What to work on: In the entries that follow, how many lines contain "post"? Answer with the number only.

Extracted data entries:
PR #131, opened 2016-09-02
Collect build results for an upstream TFS/Team Services build

olivierdagenais:
This adds the **Collect results for TFS/Team Services** post-build action, where we can configure a list of results to collect, each with their own "includes":

image

Manual testing
--------------

1. Configured a Maven job with the new post-build action, as per the screenshot above.
2. Queued a build of the job.
3. Near the end of the build, the console contained: `Recording results... JUnit (13 files) Cobertura (1 file). Compressing... Done.`
4. Once the build completed, visiting **/job/JOB_NAME/BUILD_NUMBER/team-results/zip** downloaded the file `zip.zip`, which contained the following structure:

    ```
    team-results
        cobertura
            reports
                jacoco.exec
        junit
            target
                surefire-reports
                    TEST-com.microsoft.alm.authentication.AzureAuthorityTest.xml
                    TEST-com.microsoft.alm.authentication.AzureDeviceFlowResponseTest.xml
                    (...)
    ```

Mission accomplished!

### DIFF
--- a/tfs/src/main/java/hudson/plugins/tfs/model/TeamResultType.java
+++ b/tfs/src/main/java/hudson/plugins/tfs/model/TeamResultType.java
@@ -1,0 +1,36 @@
+package hudson.plugins.tfs.model;
+
+import java.util.Arrays;
+import java.util.Collections;
+import java.util.List;
+
+public enum TeamResultType {
+    JUNIT("junit", "JUnit", Collections.singletonList("**/TEST-*.xml")),
+    MAVEN("junit", "Maven", Arrays.asList(
+            "**/surefire-reports/TEST-*.xml",
+            "**/failsafe-reports/TEST-*.xml"
+    )),
+    ;
+
+    private final String folderName;
+    private final String displayName;
+    private final List<String> defaultPatterns;
+
+    TeamResultType(final String folderName, final String displayName, final List<String> defaultPatterns) {
+        this.folderName = folderName;
+        this.displayName = displayName;
+        this.defaultPatterns = defaultPatterns;
+    }
+
+    public String getFolderName() {
+        return folderName;
+    }
+
+    public String getDisplayName() {
+        return displayName;
+    }
+
+    public List<String> getDefaultPatterns() {
+        return defaultPatterns;
+    }
+}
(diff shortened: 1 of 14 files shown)


DavidStaheli:
The TeamResultType "Maven" might be confusing.  Selecting "Maven" as the type of "Build results to collect" doesn't correlate to test results in my mind.  What do you think about naming it "Maven JUnit" or removing it altogether since the "JUnit" type should suffice?

DavidStaheli:
Selecting a single TeamResultType conflicts with when multiple result types need to be collected.  For example, a user may want to collect JUnit and Cobertura results.  Can we avoid selecting a type altogether and let users specify a custom mix of glob patterns?

olivierdagenais:
> The TeamResultType "Maven" might be confusing.

Yeah, it was an idea I had to collect what are, as you pointed out, JUnit result files with a special glob pattern.  Indeed, if you select "Maven", those files end up in a `junit` folder.

DavidStaheli:
Ah, does the UI allow adding multiple TeamResultTypes to collect?

olivierdagenais:
> Ah, does the UI allow adding multiple TeamResultTypes to collect?

Yes, that's what the [Add] button does in the first screenshot.  I should have shown more than one.

tfs/src/main/java/hudson/plugins/tfs/model/TeamResultType.java
```diff
@@ -0,0 +1,36 @@
...
+import java.util.Arrays;
+import java.util.Collections;
+import java.util.List;
+
+public enum TeamResultType {
+    JUNIT("junit", "JUnit", Collections.singletonList("**/TEST-*.xml")),
+    MAVEN("junit", "Maven", Arrays.asList(
+            "**/surefire-reports/TEST-*.xml",
+            "**/failsafe-reports/TEST-*.xml"
+    )),
```
olivierdagenais: I just put these two as placeholders and I am hoping this pull request will serve as a conversation starter to decide what result types we'll want to add here.

olivierdagenais:
> The TeamResultType "Maven" might be confusing.

Removed!  See the new list based on your suggestion.

DavidStaheli:
Looks good!  Thanks, Oli.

Your solution: 2